El comienzo de la economía chilena estuvo más orientada a la agricultura de autoabastecimiento, seguida en el tiempo por una ganadería que necesitaba poco trabajo y que encontró un mercado para su producción en las bolsas de piel de oveja que transportaban el tóxico mercurio desde Huancavélica a Potosí para refinar el mineral de plata y en las cajas de cuero donde se guardaban las barras que viajaban desde Potosí a Arica para ser llevadas en barco a Europa o Asia. Pero los valles chilenos fértiles y bien regados contenían rica tierra agrícola a fines del siglo xvii, cuando un terremoto devastó la agricultura peruana y las haciendas chilenas llenaron el vacío de la capital virreinal y la abastecieron con granos y otros alimentos. A esto se agregaba el modesto ingreso que producían las minas de cobre ubicadas en el norte y las ventas de alimentos y productos artesanales para los soldados españoles de la colonia al sur de la frontera mapuche.
Como se pensaba que esta colonia estratégicamente importante no tenía las riquezas con que Perú atraía a los colonos, Madrid decidió permitirles privilegios que se les negaban en otros lugares. La encomienda, sistema de trabajo forzado que permitía trasladar los tributos pagados por los indígenas de la Corona a los colonos, había sido abolida en la mayor parte del imperio para el siglo xvii, pero se mantuvo en Chile hasta fines del xviii y favoreció el desarrollo de grandes latifundios.
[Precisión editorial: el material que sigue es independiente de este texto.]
PR #710, opened 2015-11-02
QCD sample with VBF preselection for VBF H->invisible

chayanit:
These are the cards for QCD process with additional VBF pre-selection below

30.0 = dijet_pt  ! min pT of at least one jet pair
0.0 = dijet_eta ! min delta era of at least one jet pair
800.0 = dijet_mjj ! min invariant mass of at least one jet pair

Gridpack is also produced by adding these additional parameters in related files when proceeding 

Let me know if you have any comments

### DIFF
--- a/bin/MadGraph5_aMCatNLO/cards/production/13TeV/qcd_vbf/qcd_vbf_proc_card.dat
+++ b/bin/MadGraph5_aMCatNLO/cards/production/13TeV/qcd_vbf/qcd_vbf_proc_card.dat
@@ -1,0 +1,43 @@
+#************************************************************
+#*                     MadGraph5_aMC@NLO                    *
+#*                                                          *
+#*                *                       *                 *
+#*                  *        * *        *                   *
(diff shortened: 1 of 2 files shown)


bendavid:
Can you remind what the cuts will be at genjet and/or reconstruction level?

You can speed up madgraph by setting
T = auto_ptj_mjj
together with 
0.0 = ptj

chayanit:
Hi Josh

there will be next step of generator filters to get two different samples
#1 at least one dijet with pT>40 Eta<4.8 DeltaEta>3.0 Mjj>1000 DeltaPhi<=2.15 
#2 at least one dijet with pT>40 Eta<4.8 DeltaEta>3.0 Mjj>1000 DeltaPhi>2.15

Run2 analysis haven't decided about the cuts at reco jets yet. In Run1, we cut dijet pT>45 GeV as a reference. 

OK. I will add this to speed up MG. Thanks for your comment.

También la esclavitud indígena, prohibida en casi todo el imperio fue permitida en Chile para los prisioneros tomados en las guerras mapuches o los huarpes capturados en el lado argentino de los Andes y traídos a Chile desde Cuyo, región administrada en la época colonial desde Santiago.
Sin embargo, ya llegando al siglo xviii, la mayoría de la mano de obra en las propiedades rurales era aportada por los inquilinos mestizos, peones residentes que entregaban su trabajo a cambio de una casa y una huerta, pero que dependían de la buena voluntad del dueño del latifundio. Por entonces, una élite chilena había emergido, con una base de tierras suplementada con minas y comercio. Durante el siglo xviii, creció su riqueza gracias al trabajo de sus dependientes y de las utilidades de sus fundos, minas y exportaciones. Esta élite patricia casaba a sus hijos con funcionarios y oficiales españoles, educaba a sus hijos con jesuitas y usaba su fortuna y su influencia para elevar el estatus de sus linajes.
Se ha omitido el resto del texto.